童熙頓時覺得指尖火燒一般,慌忙的撤開手。
“給我叫出聲來,老子喜歡聽你叫。”隔着一面花櫃,凌彥急不可耐的脫下陸允溪的裙子。
陸允溪精神處在亢奮狀態,卻保留了一絲理智壓了下凌彥的手:“別撕......我不想待會光着走出去。”
凌彥嘶了一聲,“你說你這麼浪,裴堇年怎麼就不碰你。”
陸允溪發出“嗚嗚”的曖昧聲,嘴巴被堵了好一會才說:“他不像你,在這方面急的巴不得走大街上也脫褲子。”
凌彥很不屑的輕嗤:“我看他就是衣冠禽獸,別以爲我不知道你待在他身邊的目的,做裴太太比做陸大小姐風光的多,你別忘了承諾我的好處。”
“忘不了,只要我掌權了,少不了你那份。”
接下來,便是一浪高過一浪的呻吟,身體激烈的碰撞發出的靡靡之音在寂靜的空間內回聲特別的大,這一點更加刺激了兩人,啪啪啪一直持續了將近二十分鐘才停止。

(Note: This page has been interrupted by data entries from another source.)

PR #5053, opened 2024-03-08
Update VersionOptions.cs

pietervoorschot:
When setting the VersionOptions with the TryParse function to LatestAndPublished, it sets IsLatestOrPublished to true instead of IsLatestAndPublished.


pietervoorschot:
@dotnet-policy-service agree

sfmskywalker (approved):
Nice catch - thanks!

然後便是悉悉索索穿衣服的聲音,兩個人親吻着走出了花房。
童熙第一次近距離觀看免費直播,早已經是面紅耳赤。
裴堇年看着她燙紅的臉頰,諷刺的笑:“你也會怕聽這些?”
兩人的距離捱得很近,說話時呼吸的熱氣全數噴在她耳廓和脖頸上,那種酥酥麻麻的感覺讓童熙抑制不住的抓狂,心臟砰砰,一霎泄露了自己的窘迫。
她橫了裴堇年一眼:“是啊,在裴三爺眼裡,我應該對這種事習以爲常了。”
裴堇年低頭封住了她的脣,
童熙一時措手不及,用力推了他一把。
裴堇年低頭凝視她的眼神多了一絲幾不可查的懷疑。
究竟是他看錯,還是童熙本來就這麼敏感,幾乎是在脣堪堪挨着的那一刻,她便如受驚的兔子一般將他推開,這種第一時間下意識的反應完全不像是一個人儘可夫的女人。
遊單鎧勸他重新查一查當年那些事的真相,他之前沒有考慮過,在這之後,是否應該在這方面挪去一點時間。
“就算我是習慣了,可我就是噁心你。”
童熙從他腿上站起來,保持着坐姿太久,剛纔全程童熙都踮着腳尖,一來,不想過多的貼着他,二來,被那對男女的浪叫刺激得渾身蜷縮。
身子一站直,她立刻感覺到從腳底往上蔓延的一陣酥麻感,兩條腿像是癱瘓了,沒撐上兩秒,又軟回了裴堇年懷裡。
裴堇年雙手摟住她,低頭看來的眼神幽暗深邃,暗沉的眼底劃過一絲流光,聲音也隨之低啞:“如果我不和陸允溪結婚,你會怎麼樣?”
童熙抿了下脣,她眼眸晶亮,已然是恢復到往常那般的清冷高傲。
“依然和我沒有任何關係,裴堇年,我早就在你身邊待膩了。”
“它沒膩。”他攬着她的腰壓向自己,清晰的讓她感覺到他身體的變化。
童熙一下子怔住了,臉色更紅,紅得滲出了一份慘白,分明的感受到了屬於男人的躁動,她手腳發顫,心尖像是被什麼東西給撩撥了一下。